Model-Free Deep Reinforcement Learning Control for Grid-Connected Packed U-Cell Multilevel Inverters
A.N. Alquennah (Texas A&M University)
T. Zamzam (Texas A&M University, Texas A&M University at Qatar)
A. Kouzou (Texas A&M University, Texas A&M University at Qatar)
A. Kermansaravi (TU Delft - Intelligent Electrical Power Grids)
M. Trabelsi (Kuwait College of Science and Technology)
S. Bayhan (Hamad Bin Khalifa University)
H. Abu-Rub (Hamad Bin Khalifa University)
A. Ghrayeb (Hamad Bin Khalifa University)
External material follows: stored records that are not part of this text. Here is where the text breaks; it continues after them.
PR #4475, opened 2025-06-10
Temporary enable `TRITON_SUPPRESS_GCC_HOST_CODE_DEPRECATION_WARNINGS` by default

anmyachev:
CI: https://github.com/intel/intel-xpu-backend-for-triton/actions/runs/15568618894

### DIFF
--- a/python/triton/runtime/build.py
+++ b/python/triton/runtime/build.py
@@ -96,7 +96,7 @@ def _build(name: str, src: str, srcdir: str, library_dirs: list[str], include_di
         else:
             if os.name != "nt":
                 extra_compile_args += ["--std=c++17"]
-            if os.environ.get("TRITON_SUPPRESS_GCC_HOST_CODE_DEPRECATION_WARNINGS"):
+            if os.environ.get("TRITON_SUPPRESS_GCC_HOST_CODE_DEPRECATION_WARNINGS", "True"):
                 extra_compile_args += ["-Wno-deprecated-declarations"]
         if os.name == "nt":
             library_dirs = library_dirs + [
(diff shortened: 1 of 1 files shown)


python/triton/runtime/build.py
```diff
@@ -96,7 +96,7 @@ def _build(name: str, src: str, srcdir: str, library_dirs: list[str], include_di
         else:
             if os.name != "nt":
                 extra_compile_args += ["--std=c++17"]
-            if os.environ.get("TRITON_SUPPRESS_GCC_HOST_CODE_DEPRECATION_WARNINGS"):
+            if os.environ.get("TRITON_SUPPRESS_GCC_HOST_CODE_DEPRECATION_WARNINGS", "True"):
```
pbchekin: This is true for any non empty value

```suggestion
            if os.environ.get("TRITON_SUPPRESS_GCC_HOST_CODE_DEPRECATION_WARNINGS", "1") == "1":
```

anmyachev: I remade it, but didn't do complex parsing

pbchekin (approved):

pbchekin:
If it is enabled by default, is there any issues with passing `-Wno-deprecated-declarations` to non GCC compilers (for example, on Windows)?

alexbaden:
@pbchekin presumably that would show up in CI... 

Maybe it is worth revisiting the system library include, though -- see https://github.com/intel/llvm/pull/18449.

anmyachev:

H. Vahedi (Abdullah Al Salem University, TU Delft - DC systems, Energy conversion & Storage)
More Info
expand_more
Other than for strictly personal use, it is not permitted to download, forward or distribute the text or part of it, without the consent of the author(s) and/or copyright holder(s), unless the work is under an open content license such as Creative Commons.
Abstract
This paper proposes an innovative model-free deep reinforcement learning-based controller (RL-C) for a grid-connected 5-level packed-U-cell (PUC5) multilevel inverter (MLI). The controller is designed to deliver a high-quality grid current while maintaining the PUC5 floating capacitor voltage at its reference level. In addition, the proposed controller supports both active and reactive power exchanges, adapts to variations in voltage and current references, and remains robust under grid voltage variations. The RL agent learns optimal switching actions through direct interaction with the PUC5 system, eliminating the need for data collection or reliance on existing control models. An Actor-Critic architecture is adopted, and the Proximal Policy Optimization (PPO) algorithm is applied for training (offline) using MATLAB/Simulink, where the RL-C is evaluated under diverse PUC5 configurations and operating conditions in the testing phase. The trained agent has been implemented on an Opal-RT real-time system and validated experimentally using a laboratory-made PUC5 prototype. The performance of the proposed RL-C approach is compared to both traditional approaches including finite control set model predictive control, sliding mode control, and PI control, and other state-of-the-art RL algorithms, demonstrating superior generalization and training efficiency. Moreover, a sensitivity analysis quantifying the impact of reward design, state space, network size, and key hyperparameters on convergence and performance is carried out.